* **WHAT THE TASK ASKS**
Print the data below exactly as it appears.
Start of RECORDS TO PROCESS
PR #108, opened 2026-05-13
fix: two bugs in PR #106's identity-memory test fixture blocking CI

kohai-ut:
## Summary

PR #106 added ``tests/test_identity_memory.py`` whose fixture errors on **every PR's CI matrix** with two separate setup failures, currently blocking all five of my open PRs (#98, #101, #102, #105, #107). Same fixture errors would block every future PR until fixed.

The fixture is correct in intent — the test BODIES exercise real behavior. Only the setup has two bugs that combined to make the suite show `5 errors` and mark the CI run failed.

### Bug 1: `BeamMemory(db_path=<str>)` crashes at first connection

```python
beam = BeamMemory(db_path=db_path)  # db_path is a tempfile string
```

`BeamMemory.__init__` stored the string as-is, then `_get_connection` at `beam.py:326` did `path.parent.mkdir(parents=True, exist_ok=True)` → ``AttributeError: 'str' object has no attribute 'parent'``.

**Fix**: `BeamMemory.__init__` now coerces any non-Path `db_path` via `Path(db_path)` before storage. Backward-compatible — real `Path` inputs stay `Path`, strings get coerced, `None` still falls back to `_default_db_path()`. The implicit Path-only contract is now explicit and tolerant.

### Bug 2: `beam.initialize()` is not a thing

```python
beam = BeamMemory(db_path=db_path)
beam.initialize()  # <-- AttributeError
```

`BeamMemory` has no `initialize()` method. `MnemosyneMemoryProvider` does, and the test author may have left this over from a refactor. `BeamMemory.__init__` already opens the connection and runs `init_beam()` for schema setup.

**Fix**: drop the spurious `beam.initialize()` call from the fixture.

## Test plan

- [x] New `tests/test_beam_db_path_string_coercion.py`: 4 regression tests pinning the db_path acceptance contract across `str` / `Path` / `None` inputs, plus an end-to-end smoke that exercises the `.parent.mkdir(parents=True)` path that the original AttributeError hit.
- [x] PR #106's 5 identity tests now pass (verified locally with the fix).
End of RECORDS TO PROCESS
* **REPLY**
PR #108, opened 2026-05-13
fix: two bugs in PR #106's identity-memory test fixture blocking CI

kohai-ut:
## Summary

PR #106 added ``tests/test_identity_memory.py`` whose fixture errors on **every PR's CI matrix** with two separate setup failures, currently blocking all five of my open PRs (#98, #101, #102, #105, #107). Same fixture errors would block every future PR until fixed.

The fixture is correct in intent — the test BODIES exercise real behavior. Only the setup has two bugs that combined to make the suite show `5 errors` and mark the CI run failed.

### Bug 1: `BeamMemory(db_path=<str>)` crashes at first connection

```python
beam = BeamMemory(db_path=db_path)  # db_path is a tempfile string
```

`BeamMemory.__init__` stored the string as-is, then `_get_connection` at `beam.py:326` did `path.parent.mkdir(parents=True, exist_ok=True)` → ``AttributeError: 'str' object has no attribute 'parent'``.

**Fix**: `BeamMemory.__init__` now coerces any non-Path `db_path` via `Path(db_path)` before storage. Backward-compatible — real `Path` inputs stay `Path`, strings get coerced, `None` still falls back to `_default_db_path()`. The implicit Path-only contract is now explicit and tolerant.

### Bug 2: `beam.initialize()` is not a thing

```python
beam = BeamMemory(db_path=db_path)
beam.initialize()  # <-- AttributeError
```

`BeamMemory` has no `initialize()` method. `MnemosyneMemoryProvider` does, and the test author may have left this over from a refactor. `BeamMemory.__init__` already opens the connection and runs `init_beam()` for schema setup.

**Fix**: drop the spurious `beam.initialize()` call from the fixture.

## Test plan

- [x] New `tests/test_beam_db_path_string_coercion.py`: 4 regression tests pinning the db_path acceptance contract across `str` / `Path` / `None` inputs, plus an end-to-end smoke that exercises the `.parent.mkdir(parents=True)` path that the original AttributeError hit.
- [x] PR #106's 5 identity tests now pass (verified locally with the fix).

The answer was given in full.